#### RECORDS TO PROCESS ####
PR #420, opened 2016-06-07
Log the version at startup

pvalsecc:
Asked by the sys admin to be able to track in Kibana the version
of the print.

### DIFF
####
**WHAT YOU ARE ASKED TO DO:** From the line with "Log the version at startup" to the final line of the data above, please reproduce every line exactly and add nothing.

**TASK SOLUTION:**
Log the version at startup

pvalsecc:
Asked by the sys admin to be able to track in Kibana the version
of the print.

### DIFF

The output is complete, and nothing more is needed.